*TASK BRIEF:*
Where "HAOYUatHZ" appears in a line of the entries below, that line should be copied.
(GIVEN DATA Opens)
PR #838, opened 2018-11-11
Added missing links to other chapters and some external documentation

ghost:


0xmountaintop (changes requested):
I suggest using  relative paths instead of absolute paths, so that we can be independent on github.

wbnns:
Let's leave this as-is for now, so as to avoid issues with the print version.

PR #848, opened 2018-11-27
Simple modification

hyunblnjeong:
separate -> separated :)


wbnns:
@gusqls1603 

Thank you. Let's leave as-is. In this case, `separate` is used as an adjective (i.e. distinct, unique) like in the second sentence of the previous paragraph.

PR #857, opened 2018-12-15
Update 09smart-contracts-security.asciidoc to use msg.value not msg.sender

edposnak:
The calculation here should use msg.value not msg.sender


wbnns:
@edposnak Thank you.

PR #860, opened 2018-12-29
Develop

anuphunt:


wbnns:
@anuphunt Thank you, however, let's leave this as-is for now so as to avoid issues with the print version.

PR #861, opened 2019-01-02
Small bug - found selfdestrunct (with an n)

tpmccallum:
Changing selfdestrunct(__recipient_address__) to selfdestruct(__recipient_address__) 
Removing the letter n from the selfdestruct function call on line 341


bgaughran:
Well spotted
(GIVEN DATA Closes)
(GIVEN DATA Opens)
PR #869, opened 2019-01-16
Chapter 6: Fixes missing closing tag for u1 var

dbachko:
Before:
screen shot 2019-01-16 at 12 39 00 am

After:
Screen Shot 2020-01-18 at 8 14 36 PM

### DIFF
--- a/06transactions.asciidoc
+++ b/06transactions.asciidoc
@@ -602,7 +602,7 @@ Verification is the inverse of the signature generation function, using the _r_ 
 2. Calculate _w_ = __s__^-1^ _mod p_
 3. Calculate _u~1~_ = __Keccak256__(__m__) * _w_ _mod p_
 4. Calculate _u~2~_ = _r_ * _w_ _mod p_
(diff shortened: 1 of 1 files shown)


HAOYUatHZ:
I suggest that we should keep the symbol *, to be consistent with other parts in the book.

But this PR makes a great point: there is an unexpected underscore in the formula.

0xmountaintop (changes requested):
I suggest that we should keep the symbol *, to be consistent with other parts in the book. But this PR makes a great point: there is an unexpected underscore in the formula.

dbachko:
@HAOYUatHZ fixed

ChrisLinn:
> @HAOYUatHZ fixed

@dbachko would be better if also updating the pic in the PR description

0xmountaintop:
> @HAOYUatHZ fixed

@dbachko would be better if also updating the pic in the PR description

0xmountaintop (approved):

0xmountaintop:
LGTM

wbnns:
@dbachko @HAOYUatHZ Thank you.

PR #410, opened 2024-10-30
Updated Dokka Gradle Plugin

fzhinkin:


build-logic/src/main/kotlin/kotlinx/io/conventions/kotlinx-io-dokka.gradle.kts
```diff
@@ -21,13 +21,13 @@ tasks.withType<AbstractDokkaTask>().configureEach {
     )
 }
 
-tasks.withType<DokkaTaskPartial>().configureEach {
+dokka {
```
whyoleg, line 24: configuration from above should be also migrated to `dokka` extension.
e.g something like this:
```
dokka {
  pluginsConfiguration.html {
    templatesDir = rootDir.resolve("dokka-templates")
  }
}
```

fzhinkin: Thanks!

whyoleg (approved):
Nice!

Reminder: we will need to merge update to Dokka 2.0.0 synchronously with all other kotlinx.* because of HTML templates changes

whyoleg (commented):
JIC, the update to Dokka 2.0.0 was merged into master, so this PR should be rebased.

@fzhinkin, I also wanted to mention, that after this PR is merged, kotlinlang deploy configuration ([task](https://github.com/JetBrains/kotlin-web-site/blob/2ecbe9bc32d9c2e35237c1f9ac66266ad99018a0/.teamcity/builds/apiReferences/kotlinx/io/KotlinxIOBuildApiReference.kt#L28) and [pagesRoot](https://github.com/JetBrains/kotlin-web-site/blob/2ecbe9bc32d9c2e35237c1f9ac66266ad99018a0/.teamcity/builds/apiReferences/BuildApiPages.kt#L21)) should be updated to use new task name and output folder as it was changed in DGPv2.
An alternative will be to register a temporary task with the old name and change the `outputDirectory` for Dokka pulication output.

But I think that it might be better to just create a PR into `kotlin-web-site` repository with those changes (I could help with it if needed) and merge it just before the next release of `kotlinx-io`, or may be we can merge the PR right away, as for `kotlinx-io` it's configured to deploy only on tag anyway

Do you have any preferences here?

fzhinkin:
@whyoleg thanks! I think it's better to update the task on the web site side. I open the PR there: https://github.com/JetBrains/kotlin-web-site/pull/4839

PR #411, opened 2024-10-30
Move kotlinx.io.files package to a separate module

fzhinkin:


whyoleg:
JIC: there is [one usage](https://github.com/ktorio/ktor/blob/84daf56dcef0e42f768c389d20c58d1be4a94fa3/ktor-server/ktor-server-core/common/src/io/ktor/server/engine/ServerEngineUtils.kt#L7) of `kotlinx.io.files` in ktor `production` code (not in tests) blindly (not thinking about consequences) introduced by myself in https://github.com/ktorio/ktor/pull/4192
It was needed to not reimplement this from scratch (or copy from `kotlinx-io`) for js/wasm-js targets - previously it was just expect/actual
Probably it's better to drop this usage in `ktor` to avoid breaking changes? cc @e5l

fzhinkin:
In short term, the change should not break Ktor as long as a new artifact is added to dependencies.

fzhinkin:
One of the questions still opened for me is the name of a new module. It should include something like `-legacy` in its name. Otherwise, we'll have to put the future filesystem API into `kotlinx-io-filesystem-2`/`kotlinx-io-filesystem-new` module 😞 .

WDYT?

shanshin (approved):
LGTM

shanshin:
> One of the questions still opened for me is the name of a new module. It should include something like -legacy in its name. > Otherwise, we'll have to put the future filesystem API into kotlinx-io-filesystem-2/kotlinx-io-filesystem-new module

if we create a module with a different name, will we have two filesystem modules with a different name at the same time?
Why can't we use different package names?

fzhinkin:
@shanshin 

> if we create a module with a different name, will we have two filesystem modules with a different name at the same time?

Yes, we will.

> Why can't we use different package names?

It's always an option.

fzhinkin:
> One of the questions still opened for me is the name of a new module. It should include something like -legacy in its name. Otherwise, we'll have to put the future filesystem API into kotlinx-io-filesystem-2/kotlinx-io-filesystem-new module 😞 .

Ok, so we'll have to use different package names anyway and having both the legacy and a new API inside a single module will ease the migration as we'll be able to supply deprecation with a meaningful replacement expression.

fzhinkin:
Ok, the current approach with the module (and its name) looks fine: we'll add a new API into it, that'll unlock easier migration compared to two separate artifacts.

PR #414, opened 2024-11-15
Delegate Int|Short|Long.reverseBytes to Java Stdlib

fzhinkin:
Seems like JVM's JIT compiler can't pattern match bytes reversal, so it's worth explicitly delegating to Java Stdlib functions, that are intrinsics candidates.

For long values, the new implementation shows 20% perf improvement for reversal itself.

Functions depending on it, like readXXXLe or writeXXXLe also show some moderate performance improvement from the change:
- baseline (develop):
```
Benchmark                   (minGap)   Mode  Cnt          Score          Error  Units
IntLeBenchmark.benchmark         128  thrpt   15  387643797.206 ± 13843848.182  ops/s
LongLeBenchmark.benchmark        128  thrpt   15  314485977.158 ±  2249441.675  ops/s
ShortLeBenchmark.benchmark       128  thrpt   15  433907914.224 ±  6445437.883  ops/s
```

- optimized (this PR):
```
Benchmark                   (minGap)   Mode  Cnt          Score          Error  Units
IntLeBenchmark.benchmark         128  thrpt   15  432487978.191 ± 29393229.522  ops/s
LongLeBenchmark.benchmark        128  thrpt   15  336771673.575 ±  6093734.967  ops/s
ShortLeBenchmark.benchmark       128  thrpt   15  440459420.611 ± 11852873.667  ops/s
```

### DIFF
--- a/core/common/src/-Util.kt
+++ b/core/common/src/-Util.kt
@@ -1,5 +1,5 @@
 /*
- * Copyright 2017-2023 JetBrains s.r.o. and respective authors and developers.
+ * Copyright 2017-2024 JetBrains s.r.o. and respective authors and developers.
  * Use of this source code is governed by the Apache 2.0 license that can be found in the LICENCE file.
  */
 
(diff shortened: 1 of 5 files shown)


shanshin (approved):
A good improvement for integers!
(GIVEN DATA Closes)
(GIVEN DATA Opens)
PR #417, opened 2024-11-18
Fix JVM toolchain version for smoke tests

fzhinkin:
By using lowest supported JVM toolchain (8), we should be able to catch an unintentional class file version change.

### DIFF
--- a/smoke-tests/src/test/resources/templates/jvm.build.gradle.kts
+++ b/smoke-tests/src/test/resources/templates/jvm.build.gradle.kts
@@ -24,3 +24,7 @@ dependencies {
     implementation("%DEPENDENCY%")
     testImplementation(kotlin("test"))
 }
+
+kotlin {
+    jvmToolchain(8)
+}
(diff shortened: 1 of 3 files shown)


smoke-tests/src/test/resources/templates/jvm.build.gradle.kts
(GIVEN DATA Closes)
*EXERCISE RESPONSE:*
HAOYUatHZ:
@HAOYUatHZ fixed
> @HAOYUatHZ fixed
> @HAOYUatHZ fixed
@dbachko @HAOYUatHZ Thank you.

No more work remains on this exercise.